I work on binary systems made of Neutron Stars (NS) and NS/ White Dwarfs 
(WD)/Black Holes (BH), as well as double WD systems, and core-collapse of massive, rapidly rotating stars. I study how compact objects form, evolve, and merge, and which transient events they produce. ​Also, I am interested in magnetic helicity which plays a major role in suppressing the kinematic large-scale dynamo driving the large-scale dynamo through the magnetic helicity flux. 

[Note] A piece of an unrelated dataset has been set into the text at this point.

PR #3235, opened 2020-12-28
nnictl get port and pid from .experiment

J-shang:
1. To support `launch from python`, change from the original get `port` and `pid` from `.config` to the current get `port` and `pid` from `.experiment`.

Hypotheses are tested using extensive hydrodynamical, thermonuclear, AMR, and multidimensional simulations coupled with detailed nuclear reaction networks (The computational requirements for these use MESA and FLASH). The results of these simulations are followed by an analysis of composition using a large-scale nucleosynthetic network – (PPN). These enable us just to calculate the detailed properties of SN’s ejecta.

I study turbulent nuclear burning, which can largely enhance nuclear-burning rates and may serve as an additional mechanism for stellar explosions. Moreover, it may power thermonuclear and pair-instability supernovae, liberate the neutrinos in core-collapse supernovae, and synthesize r-process heavy nuclei in kilonovae and collapsars.

Currently, I'm studying the dynamical ejecta of binary Neutron Stars (BNS) like evolution, properties, and the end results by using 3D GRMHD simulation (e.g., HARM3DNUC).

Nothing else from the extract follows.